Catechol is characterized as having a benzene ring with two hydroxyl groups at the 2,3 position. It can be converted to 2-hydroxymuconic acid by the enzyme catechol 2,3-dioxygenase, encoded by the xylE gene on the Tol plasmid of Pseudomonas putida (Nakai et al., 1983). This product can then be further metabolized to pyruvate and acetaldehyde; products which can then be routed into the fatty acid biosynthesis pathway and converted to alkanes with the Petrobrick.
The current iGEM Part repository has two BioBricks available of xylE. One contained xylE with its native ribosome-binding site (part: J33204), while the other part contained xylE under the glucose-repressible promoter cstA (Part: K118021). Given that E. coli is grown in the presence of glucose, we designed a new construct to keep xylE repressed by using the TetR promoter (Part:R0040).
Catechol 2,3-dioxygenase is an extradiol dioxygenase which cleaves catechol adjacent to the two hydroxyl groups. When this occurs 2-hydroxymuconate semialdehyde is produced, which is yellow in colour. This change in colour allows for visual assay to assess the activity of XylE.
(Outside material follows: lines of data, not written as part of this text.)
PR #7284, opened 2018-05-18
Mount: Fix errors on Windows when using the mount_point property

dheerajd-msys:
### Description
According to mount resource documentation for mount_type, "The directory (or path) in which the device is to be mounted. Default value: the name of the resource block. A customer had tried this and was getting errors when the name was anything but the mount_point. Looking at lib/chef/provider/mount/windows.rb, it shows that net_use is hard-wired to use only the resource name, which conflicts with the documentation. If we change it from name to mount_point, then it will work according to how the documentation specifies.

Windows mount uses `new_resource.name` instead of `new_resource.mount_point` when connecting to a CIFS share

### Resolved issue
https://getchef.zendesk.com/agent/tickets/18684

### DIFF
--- a/lib/chef/provider/mount/windows.rb
+++ b/lib/chef/provider/mount/windows.rb
@@ -40,10 +40,8 @@ class Chef
 
         def load_current_resource
           if is_volume(@new_resource.device)
-            @mount = Chef::Util::Windows::Volume.new(@new_resource.name)
-          elsif @new_resource.name.include?(":") && !@new_resource.mount_point #assume network drive
-            @mount = Chef::Util::Windows::NetUse.new(@new_resource.name)
-          else
+            @mount = Chef::Util::Windows::Volume.new(@new_resource.mount_point)
+          else #assume network drive
             @mount = Chef::Util::Windows::NetUse.new(@new_resource.mount_point)
           end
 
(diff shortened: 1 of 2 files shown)


lib/chef/provider/mount/windows.rb
```diff
@@ -41,8 +41,10 @@ def initialize(new_resource, run_context)
         def load_current_resource
           if is_volume(@new_resource.device)
             @mount = Chef::Util::Windows::Volume.new(@new_resource.name)
```
tas50: Is there a reason we don't use new_resource.mount_point here? It's the name property so it seems like we're working around the core bug without actually fixing it

lib/chef/provider/mount/windows.rb
```diff
@@ -41,8 +41,10 @@ def initialize(new_resource, run_context)
...
-          else #assume network drive
+          elsif @new_resource.name.include?(":") && !@new_resource.mount_point #assume network drive
             @mount = Chef::Util::Windows::NetUse.new(@new_resource.name)
```
tas50: This would also be mount_point not name

dheerajd-msys: I thought it similar but to make it backward compatible I committed this change. Anyways I will update this and make it `name` to `mount_point`.

btm:
obviously the change itself is simple enough that I'm fine with it. 

Can we have a unit or integration test here?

The visual assays were performed with E.coli cells transformed with K118021 as well as with E.coli cells transformed with the newly constructed part (K902048) by bringing the supernatant of an overnight culture to a concentration of 0.1 M of catechol. When the part K118021 was used, the pellet was first washed in M9-MM and centrifuged before catechol was added to the supernatant. This was done to avoid the glucose in the LB from repressing the cstA promoter (K118011). The catechol was added to the supernatant because the reaction takes place outside of the cell. Within minutes of the addition of catechol to the supernatant, the solution turned from the pale yellow of LB to a bright yellow. This assay was completed by following the previous assay done by the 2008 Edinburgh iGEM team.
Given that the Catechol 2,3-dioxygenase reaction is extracellular, it creates a possible scenario in which cells with the xylE construct are co-cultured with Petrobrick containing cells to cooperatively metabolise catechol into hydrocarbons.